BEGIN

PR #191, opened 2018-04-10
Add encryption to credentials responses

smarlowucf:
- Add encryption and decryption methods for credentials using Fernet.
- Update existing services that require credentials to set the encryption keys file used for encryption/decryption.


smarlowucf:
Added the credentials service functionality to handle add account requests.

PR #192, opened 2018-04-12
Add json schema for add account messages.

smarlowucf:
Add account message that comes from API to job creator. To add an account for the requesting user.


mash/services/jobcreator/schema.py
```diff
@@ -17,6 +17,34 @@
...
+            'properties': {
+                'access_key_id': {'$ref': '#/definitions/non_empty_string'},
+                'secret_access_key': {'$ref': '#/definitions/non_empty_string'}
+            },
+            'additionalProperties': False
+        },
+        'group': {'$ref': '#/definitions/non_empty_string'},
+        'partition': {'$ref': '#/definitions/non_empty_string'},
+        'provider': {'enum': ['azure', 'ec2']},
+        'requesting_user': {'$ref': '#/definitions/non_empty_string'},
```
rjschwei: This is not going to work. I think we should create "add_account_ec2" and "add_account_azure" to account for the different properties. In the current implementation "azure" and "ec2" are allowed for "add_account" but "access_key_id" and "secret_access_key" may not be empty, this makes no sense for azure when ewe have a publish settings file, or other means of authentication.

smarlowucf: Okay will rename this for EC2.

smarlowucf: So these would be different message schemas specific to provider. We probably want to handle them with different keys and drop the provider field.

Messages would arrive by key like add_account_ec2/add_account_azure?

smarlowucf: Actually, I prefer a single key in messages add_account and an explicit provider value. So we could use `if message['provider'] == 'ec2': validate with ec2 doc` etc.

PR #193, opened 2018-04-12
Implement job creator.

smarlowucf:
- Handles job initiation message. Generates and publishes a message for all services if job is valid.
- Handles add account message. Adds account to accounts file and sends a message to credentials service with encrypted credentials if account valid.

Note: There's a bit of overlap here with existing PR's so that the branch passes build and has the required methods. The main concern here is the job_creator service itself.


smarlowucf:
TODO: Handle delete job message in service message method...

schaefi:
I think jobcreator/service.py is too big. Every job doc is in its own method but I think there should be a bit more structure and design. Actually I think each job doc deserves to be a class. It would give contributors the opportunity to do conflict free changes as well as the readability will be improved. Also if needed methods can be implemented per job document and have a clear scope.

The code is good but I think there is room for improvement on style and readability

schaefi:
@rjschwei please give this one a look to and let us decide if we go forward or not. Thanks

smarlowucf:
> The code is good but I think there is room for improvement on style and readability

Agreed. Looking a little into the Azure integration I realize this isn't very extensible the way it is. Going with separate classes as you suggested would, I think better encapsulate the handling for each job doc per service.

Should this be refactored or noted to do so with Azure integration?

smarlowucf:
> I personally would refactor now before merge

I think that's the better option. Get it right now rather than merging code with refactor TODO's. However, this will require us being able to and knowing what's needed for Azure publishing. Which right now is a blocker. So this would be on hold until that's cleared up.

smarlowucf:
Going ahead and closing this. Will work on refactoring the job doc handling into a cleaner class structure. And break down into more bite size chunks.

PR #199, opened 2018-04-16
Rename ipa_helper to ec2_ipa_helper.

smarlowucf:
- Pass ssh_user to base job class.
- Move temp key pair handling to a context manager.

GCE and Azure will have similar credential handling (ipa_helper) and eventually EC2 will follow suit.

END

| WORK REQUIRED |
What you give back must match the material word for word.

| RESPONSE BELOW |
PR #191, opened 2018-04-10
Add encryption to credentials responses

smarlowucf:
- Add encryption and decryption methods for credentials using Fernet.
- Update existing services that require credentials to set the encryption keys file used for encryption/decryption.


smarlowucf:
Added the credentials service functionality to handle add account requests.

PR #192, opened 2018-04-12
Add json schema for add account messages.

smarlowucf:
Add account message that comes from API to job creator. To add an account for the requesting user.


mash/services/jobcreator/schema.py
```diff
@@ -17,6 +17,34 @@
...
+            'properties': {
+                'access_key_id': {'$ref': '#/definitions/non_empty_string'},
+                'secret_access_key': {'$ref': '#/definitions/non_empty_string'}
+            },
+            'additionalProperties': False
+        },
+        'group': {'$ref': '#/definitions/non_empty_string'},
+        'partition': {'$ref': '#/definitions/non_empty_string'},
+        'provider': {'enum': ['azure', 'ec2']},
+        'requesting_user': {'$ref': '#/definitions/non_empty_string'},
```
rjschwei: This is not going to work. I think we should create "add_account_ec2" and "add_account_azure" to account for the different properties. In the current implementation "azure" and "ec2" are allowed for "add_account" but "access_key_id" and "secret_access_key" may not be empty, this makes no sense for azure when ewe have a publish settings file, or other means of authentication.

smarlowucf: Okay will rename this for EC2.

smarlowucf: So these would be different message schemas specific to provider. We probably want to handle them with different keys and drop the provider field.

Messages would arrive by key like add_account_ec2/add_account_azure?

smarlowucf: Actually, I prefer a single key in messages add_account and an explicit provider value. So we could use `if message['provider'] == 'ec2': validate with ec2 doc` etc.

PR #193, opened 2018-04-12
Implement job creator.

smarlowucf:
- Handles job initiation message. Generates and publishes a message for all services if job is valid.
- Handles add account message. Adds account to accounts file and sends a message to credentials service with encrypted credentials if account valid.

Note: There's a bit of overlap here with existing PR's so that the branch passes build and has the required methods. The main concern here is the job_creator service itself.


smarlowucf:
TODO: Handle delete job message in service message method...

schaefi:
I think jobcreator/service.py is too big. Every job doc is in its own method but I think there should be a bit more structure and design. Actually I think each job doc deserves to be a class. It would give contributors the opportunity to do conflict free changes as well as the readability will be improved. Also if needed methods can be implemented per job document and have a clear scope.

The code is good but I think there is room for improvement on style and readability

schaefi:
@rjschwei please give this one a look to and let us decide if we go forward or not. Thanks

smarlowucf:
> The code is good but I think there is room for improvement on style and readability

Agreed. Looking a little into the Azure integration I realize this isn't very extensible the way it is. Going with separate classes as you suggested would, I think better encapsulate the handling for each job doc per service.

Should this be refactored or noted to do so with Azure integration?

smarlowucf:
> I personally would refactor now before merge

I think that's the better option. Get it right now rather than merging code with refactor TODO's. However, this will require us being able to and knowing what's needed for Azure publishing. Which right now is a blocker. So this would be on hold until that's cleared up.

smarlowucf:
Going ahead and closing this. Will work on refactoring the job doc handling into a cleaner class structure. And break down into more bite size chunks.

PR #199, opened 2018-04-16
Rename ipa_helper to ec2_ipa_helper.

smarlowucf:
- Pass ssh_user to base job class.
- Move temp key pair handling to a context manager.

GCE and Azure will have similar credential handling (ipa_helper) and eventually EC2 will follow suit.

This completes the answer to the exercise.